Institutional Shareholder Services Inc. has advised against approval of Warner Bros. Discovery Inc.'s executive compensation arrangements and recommended that investors withhold support from five board nominees who served on the company's compensation committee, the proxy adviser said in a report distributed to clients on May 22.
ISS judged the compensation committee to have been insufficiently responsive to investor concerns following a nonbinding vote last year in which a majority of shareholders opposed the 2024 pay package awarded to Chief Executive Officer David Zaslav. The adviser also highlighted that target pay opportunities for Zaslav remain large by the committee's measures, noting that Zaslav earned $165 million last year, a sum the report said is more than triple the $51.9 million he received in 2024.
The company's shareholders are scheduled to convene a virtual annual meeting at 10 a.m. New York time on Tuesday, June 9, where the compensation package and director elections will be on the agenda.

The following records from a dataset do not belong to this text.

PR #1578, opened 2021-06-14
Add feature to enable/disable opening the browser (enables building for wasm32-wasi)

lachlansneff:
When the `watch`, `serve`, and `open` features are disabled, `mdbook` can build for `wasm32-wasi`.

I'm personally partial to distributing tools like mdbook through wasm, so they can run without worrying about the os/architecture of the host machine.

This could be extended to build wasm binaries within the release CI action.

### DIFF
--- a/Cargo.toml
+++ b/Cargo.toml
@@ -24,7 +24,6 @@ handlebars = "4.0"
 lazy_static = "1.0"
 log = "0.4"
 memchr = "2.0"
-open = "1.1"
 pulldown-cmark = "0.7.0"
 regex = "1.0.0"
 serde = "1.0"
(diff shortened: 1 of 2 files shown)


ehuss (approved):
Thanks!  I think this will be useful for library users, too, to reduce compile time since it isn't used by the library.

I'm undecided if I want to merge this now, though, since this is technically a breaking change. If someone runs something like `cargo install mdbook --no-default-features --features watch`, this would remove the `open` capability.  My instinct is that nobody does that, so the risk should be extremely small. Hm...

lachlansneff:
Definitely didn't realize this was going to be breaking. Well, let me know what you decide.

ehuss:
I'm going to close as `open` is no longer used, and I believe `opener` should not be a direct problem for cross-compiling.

PR #1581, opened 2021-06-19
Fix inconsistent between bash version and rust version of the sample

tuyen-at-work:
In the bash version, `y` have value 6, while rust version it has value 7


ehuss (approved):
Thanks!

PR #1586, opened 2021-06-25
Clarify the library path documentation

### LINKED ISSUE #1585: Unclear documentation for `mdbook test -L`
After reading your documentation, I was led to an incorrect understanding of how to use the `--library-path` option for `mdbook test`.

What it says:

> The `--library-path` (`-L`) option allows you to add directories to the library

ISS had earlier urged shareholders to reject a golden parachute arrangement that would have accelerated equity awards valued at more than $500 million for Zaslav. At a special meeting in April, shareholders approved Warner Bros. Discovery's pending $110 billion merger with Paramount Skydance Corp., while in a separate nonbinding vote they rejected the CEO package that had been proposed.
At last year’s annual meeting, a nonbinding vote recorded that a majority of shareholders opposed the 2024 compensation package for Zaslav. In the May 22 note to clients, ISS recommended that shareholders not support five of the 13 nominees to the board at the current meeting, identifying those five as having served on the compensation committee and citing their failure to adequately address shareholders after the previous say-on-pay vote.
Despite its recommendations against the compensation package and certain directors, ISS recommended that shareholders vote in favor of Zaslav’s reelection to the board.
The company’s merger partner, Paramount, said it expects the merger to close by the third quarter of this year, a timeline reiterated in communications around the earlier special meeting.
Context and implications
The ISS guidance highlights continuing shareholder scrutiny over executive pay at Warner Bros. Discovery following successive nonbinding votes. Investors attending the upcoming virtual meeting will be asked to weigh both director elections and approval of pay practices after a series of advisory votes and a contested golden parachute proposal earlier this year.